13 years later, Ndahayo focuses his camera and his compassion on his home in ruin, behind a convent where his neighbors had sought sanctuary. He records the quiet beauty of survivors, the haunting accounts of the nuns who witnessed the horrors, and a rare confession by one of the men who murdered his parents.

Economies of Incarceration

A Radio Program by Sylvia Ryerson

The number of people incarcerated in the state of Kentucky has increased by approximately 750% since 1974, growing from 3,000 to 22,500 inmates. As shocking as these numbers are, they reflect a nationwide phenomenon. The United States today has the highest rate of incarceration in the world, with approximately 1 and one quarter million people behind bars today. Such staggering statistics have created what is often referred to as “the prison development boom.” Since the 1980s, as skyrocketing rates of incarceration have continued to fuel the demand for prison construction, it has become widely accepted knowledge that building prisons in economically depressed regions will help promote broad-scale economic growth. Many of these new prison sites are in rural communities. Approximately one quarter of all rural prison construction nation-wide has been concentrated in four regions: The West Texas Plains, the Mississippi delta, south central Georgia, and here in the southern coalfield region of Appalachia.
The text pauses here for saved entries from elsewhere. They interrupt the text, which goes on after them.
Issue #408, opened 2022-09-21
Augmentation Enhancements


martinwimpff:
This issue is a continuation of #404 and #406.
As mentioned in the Issue/PR above, there is room for improvement regarding the augmentation pipeline.

Before going in one direction or another, we should clarify one important question:
Do we want to continue applying augmentations batch-wise or do we want to change to sample-wise augmentations?

In the vision domain [the transforms](https://pytorch.org/vision/stable/transforms.html) are defined per sample and get loaded by multiple CPU cores in parallel. This is done by using standard dataloaders with multiple workers and implementing the transform part in the `__getitem__ `function of the dataset. 
If we want to keep doing batch-wise transforms, augmenting on the GPU would probably make sense. For batch-wise transforms there are two options: apply the augmentation with batch-wise similar augmentation parameters or apply the augmentation with sample-wise different augmentation parameters. E.g. `FTSurrogate `does the first one, and `GaussianNoise `does the second one.

The core question in my opinion would be two-fold: 
Model performance: Do sample-wise augmentations improve the model performance? By how much?
Computational Efficiency: How do the three methods compare to each other (sample-wise (CPU), batch-wise similar (GPU), batch-wise different (GPU)

I guess that the batch-wise different (GPU) method would in general be the best trade-off between performance and speed (faster than CPU, better than batch-wise GPU) but that's just a wild guess. The problem I see with this method is that some augmentations could be very hard to implement without a for loop which would affect the speed. One other thing to keep in mind is that the implementation of the sample-wise (CPU) would be very easy and seems to be the way to go looking at the torchvision library. So it might also be sufficiently fast.

@bruAristimunha @cedricrommel what are your thoughts on this one?

bruAristimunha:
Hello @martinwimpff,

Many thanks for the issue. I'm thinking about the points... I believe that we want to keep the augmentation in batch; this is useful for a self-supervised approach. However, we can create the augmentation outside of the batch, a sample-wise augmentation using something close to transformation torchvision, with some simple interface. I have the intuition that probably the best solution is combining both approaches.

Example: http://proceedings.mlr.press/v136/mohsenvand20a/mohsenvand20a.pdf

I will probably need some time to think more, but I like the suggestion of the three benchmarks.

Also, what do you think, @agramfort and @sliwy?

cedricrommel:
Hello @martinwimpff, thanks for the interest in the data augmentation submodule :)

[...]

PR #409, opened 2022-09-22
bugfix ft_surrogate

martinwimpff:
Bugfix as discussed in #408.

### DIFF
--- a/braindecode/augmentation/functional.py
+++ b/braindecode/augmentation/functional.py
@@ -171,7 +171,10 @@ def _ft_surrogate(x=None, f=None, eps=1, random_state=None):
         device=device,
         random_state=random_state
     )
-    random_phase = torch.permute(torch.tile(random_phase, (f.shape[-2], 1, 1)), (1, 0, 2))
+    random_phase = torch.permute(
+        torch.tile(random_phase, (f.shape[-2], 1, 1)),
+        (1, 0, 2)
+    )
     if isinstance(eps, torch.Tensor):
         eps = eps.to(device)
     f_shifted = f * torch.exp(eps * random_phase)
--- a/braindecode/augmentation/functional.py
+++ b/braindecode/augmentation/functional.py
@@ -74,27 +74,27 @@ def sign_flip(X, y):
     return -X, y
 
 
-def _new_random_fft_phase_odd(batch_size, n, device, random_state):
+def _new_random_fft_phase_odd(batch_size, c, n, device, random_state):
     rng = check_random_state(random_state)
     random_phase = torch.from_numpy(
-        2j * np.pi * rng.random((batch_size, (n - 1) // 2))
+        2j * np.pi * rng.random((batch_size, c, (n - 1) // 2))
     ).to(device)
     return torch.cat([
-        torch.zeros((batch_size, 1), device=device),
+        torch.zeros((batch_size, c, 1), device=device),
         random_phase,
         -torch.flip(random_phase, [-1])
     ], dim=-1)
 
 
-def _new_random_fft_phase_even(batch_size, n, device, random_state):
+def _new_random_fft_phase_even(batch_size, c, n, device, random_state):
     rng = check_random_state(random_state)
     random_phase = torch.from_numpy(
-        2j * np.pi * rng.random((batch_size, n // 2 - 1))
+        2j * np.pi * rng.random((batch_size, c, n // 2 - 1))
     ).to(device)
     return torch.cat([
-        torch.zeros((batch_size, 1), device=device),
+        torch.zeros((batch_size, c, 1), device=device),
         random_phase,
-        torch.zeros((batch_size, 1), device=device),
+        torch.zeros((batch_size, c, 1), device=device),
         -torch.flip(random_phase, [-1])
     ], dim=-1)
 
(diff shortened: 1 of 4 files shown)


braindecode/augmentation/functional.py
```diff
@@ -166,10 +166,12 @@ def _ft_surrogate(x=None, f=None, eps=1, random_state=None):
         device = f.device
     n = f.shape[-1]
     random_phase = _new_random_fft_phase[n % 2](
+        f.shape[0],
         n,
         device=device,
         random_state=random_state
     )
+    random_phase = torch.permute(torch.tile(random_phase, (f.shape[-2], 1, 1)), (1, 0, 2))
```
cedricrommel, line 174: I just wonder whether we want the same phase perturbation for all channels or not... Because this augmentation is based on the premise that Fourier phases don't matter, so in principle there should be no need to preserve phase dependence among channels. However, it might be good to only act on frequency information and leave spatial correlations intact. We can keep it like this for now. I'll run a few tests and we can create another PR it it seems better the other way around.

cedricrommel (approved):

cedricrommel:
I just changed the linting in a long line, but everything LGTM :) Thanks a lot @martinwimpff !
I'll carry some tests regarding the comment above and let you know.

martinwimpff:
@cedricrommel I had the same thought but I think this version makes more "physical" sense: if you interprete the phase perturbation as a simple time shift in the time domain, the perturbation should be the same across all channels. I would guess that this would not really affect the performance but I am looking forward to your test results ;)

cedricrommel:
So, results are that if we sample phase perturbations independently for each channel we break cross-channels correlations, which are instrumental in tasks such as BCI. So we see on BCI IV 2a for example that augmenting as you were doing @martinwimpff (`FTSurrogate`) is way better than doing it with fully random phases (`FTSurrogateIND`):
image


However, for tasks where cross-channel correlations don't matter that much like sleep staging, we obtain slightly better improvements if we randomize as much as possible (i.e. independently for each channel): 
image

So I've added an argument to control this and set the default to do it your way @martinwimpff since it is safer.

Thanks a lot for the bug fix and very insightful discussion !! :)

If the modifications I've made look good to you @martinwimpff  and @bruAristimunha , I'll merge the PR as soon as it passes the tests!

bruAristimunha:
looks wonderful to me :)

bruAristimunha:
looks wonderful to me :)

braindecode/augmentation/functional.py
```diff
@@ -144,6 +150,10 @@ def _ft_surrogate(x=None, f=None, eps=1, random_state=None):
     eps: float, optional
         Float between 0 and 1 setting the range over which the phase
         pertubation is uniformly sampled: [0, `eps` * 2 * `pi`]. Defaults to 1.
+    channel_indep : bool, optional
+        Whether to sample phase perturbations independently for each channel or
+        not. It is advised to set it to False when spatial information is
+        important for the task, like in BCI. Default False.
     random_state: int | numpy.random.Generator, optional
         By default None.
```
robintibor, line 158: One question, why do we even need comment for private function, especially if public function has same comment again? Can't we just remove it here to avoid duplicate docs? Also do we need default argument for channel_indep here? like a bit confusing for me there is a default here but not at the public one

bruAristimunha: I don't see a problem in the comment in a private function. This is useful for the developer who proposes a new augmentation or even to explain the library logic to a student. 

In that case, I prefer to err on the side of excess. Also, some augmentations take inspiration from other libraries.

But I don't know if there is any rule about it.

About the default value, I'm not sure.

braindecode/augmentation/functional.py
```diff
@@ -167,22 +177,27 @@ def _ft_surrogate(x=None, f=None, eps=1, random_state=None):
...
 
-def ft_surrogate(X, y, phase_noise_magnitude, random_state=None):
+def ft_surrogate(
+    X,
+    y,
+    phase_noise_magnitude,
+    channel_indep,
+    random_state=None
+):
     """FT surrogate augmentation of a single EEG channel, as proposed in [1]_.
```
martinwimpff, line 201: This line should be adapted as the new implementation is for multiple channels

braindecode/augmentation/functional.py
martinwimpff: I am not sure about the additional comment, it is more a matter of taste to me.

About the default value: I would say that either both functions should have a default value or neither of them. As a user typically only uses the `Transforms` anyway, I don't think that this decision matters too much.

To me, both "problems" raise the same question: why do we even need a private function?

robintibor: I think that in any case duplication should be avoided where possible, especially comment duplication as duplicate comments require extra work to keep in sync and can easily go out of sync as well

bruAristimunha: What do you think @cedricrommel?

cedricrommel: TBH I agree with @robintibor and @martinwimpff although I implemented the private function :) At some point it made sense because I allowed to isolate the official code from the authors, but it makes no sense anymore, so we should not have the private version anymore. I'll fix this ASAP.

braindecode/augmentation/functional.py
cedricrommel: This was intentional, the rationale being to set defaults at Transform level and force the user to take a decision for functionals (which are "lower-level"). The same designs is adopted for other transforms and functionals.

robintibor (approved):

robintibor:
seems good so is this ready to merge?

agramfort (approved):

The Irritable Heart, a film by Richard Poller

Leo Rising Productions is proud to present The Irritable Heart – The Story of Sergeant Twiggs, a documentary film that chronicles one soldier’s struggle with Post Traumatic Stress Disorder and seeks to unravel the mysterious bond between two brothers that resulted in their bizarre and heartrending deaths.

The Irritable Heart goes beyond bare statistics as it explores the personal agony of a dedicated man and decorated soldier who was slowly consumed by the mental illness he developed in service to his country.

On Coal River, a film by Adams Wood and Francine Cavanaugh

On Coal River Main Title

On Coal River takes viewers on a gripping emotional journey into the Coal River Valley of West Virginia — a community surrounded by lush mountains and a looming toxic threat. The film follows a former coal miner and his neighbors in a David-and-Goliath struggle for the future of their valley, their children, and life as they know it.

Donor-Advised Grantee: Interfaith Worker Justice

interfaith worker justice

Interfaith Worker Justice (IWJ) is a network of people of faith that speaks about religious values as a way to educate, organize, and mobilize. IWJ works withing religious communities on issues and campaigns that will improve wages, benefits, and conditions for workers, and give voice to workers, especially workers in low-wage jobs.